▸ **Stored items**:
PR #1143, opened 2022-03-29
Arc 1282 add slauth headers verification

KAbakumovAtl:
Follow up on the previous PR.

Added a verification that SLAuth headers are set

Currently testing in staging

### DIFF
--- a/src/routes/api/api-router.ts
+++ b/src/routes/api/api-router.ts
@@ -29,11 +29,6 @@ ApiRouter.use(
 		const issuer = req.get("X-Slauth-Issuer");
 		const principal = req.get("X-Slauth-Principal");
 
-		if(!mechanism || mechanism === "open") {
-			res.status(401).json({error: "Open access not allowed"});
-			return;
-		}
-
 		req.log = req.log.child({slauth: {
 			mechanism,
 			issuer,
@@ -42,6 +37,12 @@ ApiRouter.use(
 			aaid: req.get("X-Slauth-User-Aaid"),
 			username: req.get("X-Slauth-User-Username")
 		}});
+
+		if(!mechanism || mechanism === "open") {
+			req.log.warn("Attempt to access Admin API without authentication")
+			res.status(401).json({error: "Open access not allowed"});
+			return;
+		}
 
 		req.log.info("API Request successfully authenticated");
 
--- a/src/routes/api/api-router.ts
+++ b/src/routes/api/api-router.ts
@@ -1,4 +1,4 @@
-import { Request, Response, Router } from "express";
+import {NextFunction, Request, Response, Router} from "express";
 import { param } from "express-validator";
 import rateLimit from "express-rate-limit";
 import RedisStore from "rate-limit-redis";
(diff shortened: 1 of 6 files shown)


KAbakumovAtl:
It works, tested in staging

src/routes/api/api-router.ts
```diff
@@ -20,6 +20,36 @@ ApiRouter.use(urlencoded({ extended: false }));
...
+		}
+
+		req.log = req.log.child({slauth: {
+			mechanism,
+			issuer,
+			principal,
+			userGroup: req.get("X-Slauth-User-Groups"),
+			aaid: req.get("X-Slauth-User-Aaid"),
+			username: req.get("X-Slauth-User-Username")
+		}});
```
mboudreau, line 44: You'd probably want to set this before the conditional check

src/routes/api/api-router.ts
```diff
@@ -20,6 +20,36 @@ ApiRouter.use(urlencoded({ extended: false }));
...
+
+ApiRouter.use(
+	async (req: Request, res: Response, next: NextFunction): Promise<void> => {
+		const mechanism = req.get("X-Slauth-Mechanism");
+		const issuer = req.get("X-Slauth-Issuer");
+		const principal = req.get("X-Slauth-Principal");
+
+		if(!mechanism || mechanism === "open") {
+			res.status(401).json({error: "Open access not allowed"});
+			return;
```
mboudreau, line 34: Should we maybe log this as a warn when someone's trying to authenticate without correct credentials?

KAbakumovAtl: Makes sense, will do

mboudreau: Also, I'm not sure I'm a fan of this conditional.  When you're doing a security check, you check for what you expect to continue, not check for what _not_ to continue.

Shouldn't we also check the other headers? is there something atlassian specific in the issues, principal, etc?  Shouldn't we also check the usergroup to make sure that whoever they are in atlassian has access to this API?

mboudreau: @KAbakumovAtl :arrow_up:

src/routes/api/api-router.ts
```diff
@@ -20,6 +20,37 @@ ApiRouter.use(urlencoded({ extended: false }));
...
+			userGroup: req.get("X-Slauth-User-Groups"),
+			aaid: req.get("X-Slauth-User-Aaid"),
+			username: req.get("X-Slauth-User-Username")
+		}});
+
+		if(!mechanism || mechanism === "open") {
+			req.log.warn("Attempt to access Admin API without authentication")
+			res.status(401).json({error: "Open access not allowed"});
+			return;
+		}
```
mboudreau, line 45: Still need to fix this conditional.  You can't base your security on what not to expect.

src/routes/api/api-router.ts
KAbakumovAtl: No, it is the responsibility of POCO

src/routes/api/api-router.ts
KAbakumovAtl: Don't understand why. 
We are checking that headers present, we are not repeating POCO/SLAuth logic here. That's how it works in DSS and any other services which use SLAuth.

Our goal of checking this header to make sure that the SP is enabled (and that the endpoint is not public in the config). That's it.

Please refer to SLAuth docs go/slauth to get better understanding on how it works.

joshkay10 (approved):

PR #1144, opened 2022-03-31
ARC-1017 show IP blocked errors to user

mboudreau:
When a user tries to connect an organization, we are now showing a much more helpful message if that org has IP allowlisting enabled and misconfigured.  We are now pointing them to documentation on how to fix this correctly.


joshkay10 (approved):
/nit include the logger values as the object argument for splunks help
e.g logger.warn(**{value},** `message with ${value}`)

I see conflicts in my PRs future. :(

src/routes/github/configuration/github-configuration-get.ts
```diff
@@ -187,6 +193,10 @@ export const GithubConfigurationGet = async (req: Request, res: Response, next:
 			log
 		);
 
+		// Sort to that orgs ready to be connected are at the top
+		const isReady = (i: MergedInstallation) => i.isAdmin && !i.isIPBlocked && i.syncStatus !== "FINISHED" && i.syncStatus !== "IN PROGRESS" && i.syncStatus !== "PENDING";
```
joshkay10: // todo - would be nice to type the syncstatus's too

joshkay10 (dismissed):

src/routes/github/configuration/github-configuration-get.ts
mboudreau: yeah, I already have that on the interface that uses it.

joshkay10 (approved):

PR #1146, opened 2022-04-04
ARC-1286 gh client jira config get

joshkay10:
use github client for get installations call on jira-configuration-get

Updated tests to use gh client and octokit.

### DIFF
--- a/src/routes/jira/configuration/jira-configuration-get.ts
+++ b/src/routes/jira/configuration/jira-configuration-get.ts
@@ -12,7 +12,6 @@ import { getCloudInstallationId } from "~/src/github/client/installation-id";
 import { GitHubAppClient } from "~/src/github/client/github-app-client";
 import { booleanFlag, BooleanFlags } from "~/src/config/feature-flags";
 
-
 const mapSyncStatus = (syncStatus: SyncStatus = SyncStatus.PENDING): string => {
 	switch (syncStatus) {
 		case "ACTIVE":
--- a/src/routes/jira/configuration/jira-configuration-get.ts
+++ b/src/routes/jira/configuration/jira-configuration-get.ts
@@ -64,13 +64,13 @@ const getInstallation = async (client: GitHubAPI, subscription: Subscription, lo
 		};
 
 	} catch (err) {
-		log?.error(
+		log.error(
 			{ installationId: gitHubInstallationId, error: err, uninstalled: err.code === 404 },
 			"Failed connection"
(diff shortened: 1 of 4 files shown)


src/routes/jira/configuration/jira-configuration-get.ts
```diff
@@ -38,28 +42,35 @@ export const getInstallations = async (client: GitHubAPI, subscriptions: Subscri
 	};
 };
 
-const getInstallation = async (client: GitHubAPI, subscription: Subscription, log?: Logger): Promise<AppInstallation> => {
-	const id = subscription.gitHubInstallationId;
+const getInstallation = async (client: GitHubAPI, subscription: Subscription, log: Logger): Promise<AppInstallation> => {
```
mboudreau, line 45: You should be parsing which github client to use at a higher level and passing it to this function like we've done with the other PRs

src/routes/jira/configuration/jira-configuration-get.ts
```diff
@@ -38,28 +42,35 @@ export const getInstallations = async (client: GitHubAPI, subscriptions: Subscri
...
 	} catch (err) {
 		log?.error(
-			{ installationId: id, error: err, uninstalled: err.code === 404 },
+			{ installationId: gitHubInstallationId, error: err, uninstalled: err.code === 404 },
 			"Failed connection"
 		);
 		statsd.increment(metricError.failedConnection);
 
-		return Promise.reject({ error: err, id, deleted: err.code === 404 });
+		return Promise.reject({ error: err, gitHubInstallationId, deleted: err.code === 404 });
```
mboudreau, line 73: Is this right? I don't see the change to the `FailedAppInstallation` interface to use `gitHubInstallationId` instead of `id`

joshkay10: Turns out. You are correct. Will update to id: gitHubInstallationId

src/routes/jira/configuration/jira-configuration-get.ts
joshkay10: Did try originally but  we don't have the installation Id until we start mapping per subscription, so was allowing for different installation ids.

Could probably adjust the githubapp class to work but seems more effort than value at this point?

mboudreau: ah right.

mboudreau (approved):

PR #801, opened 2025-04-22
LEAN-4475: LW-FY25-Q4: The lable of the track changes changes from "Title type" to a "Text" once adding a text to title field

nghazzawi-atypon:


src/lib/change-handlers.ts
```diff
@@ -38,6 +39,25 @@ interface SnippetData {
...
+  if (isAltTitleNode(node)) {
+    const type = node.attrs.type
+    switch (type) {
+      case 'running':
+      case 'right-running':
+        return 'Running Title'
+      case 'short':
+        return 'Short Title'
+      default:
+        return `${type.charAt(0).toUpperCase() + type.slice(1)} Title`
```
mbartenev-atypon, line 55: maybe I'm missing something, but wouldn't default case works for all the case except Right Running? And if so, we can just split the string on  dash ("-") character to process all of them?

mbartenev-atypon (approved):

src/lib/change-handlers.ts
```diff
@@ -38,6 +39,22 @@ interface SnippetData {
...
 }
 
+const isAltTitleNode = (node: ManuscriptNode): boolean =>
+  node.type === schema.nodes.alt_title
+
+const getTitleDisplayName = (node: ManuscriptNode): string => {
+  if (isAltTitleNode(node)) {
+    const type = node.attrs.type
+    return type === 'short'
+      ? 'Short Title'
```
mbartenev-atypon, line 49: will the default case not work for "short"?

nghazzawi-atypon: @mbartenev-atypon 
Committing test changes here to validate this on the dev environment, as I’m currently unable to test it locally. I’ll also test the case you mentioned for short titles and follow up with the final changes for review.

src/lib/change-handlers.ts
nghazzawi-atypon: done

src/lib/change-handlers.ts
nghazzawi-atypon: you are absolutely right ! .. updated

PR #810, opened 2025-04-24
File inspector when in an older snapshot - LEAN-2394

IslamJMomani:


src/components/projects/ManuscriptPageContainer.tsx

▸ **What to do**: If a line in the data above contains the string "checking", count it; then state only the total.

▸ **Solution to the problem**: 2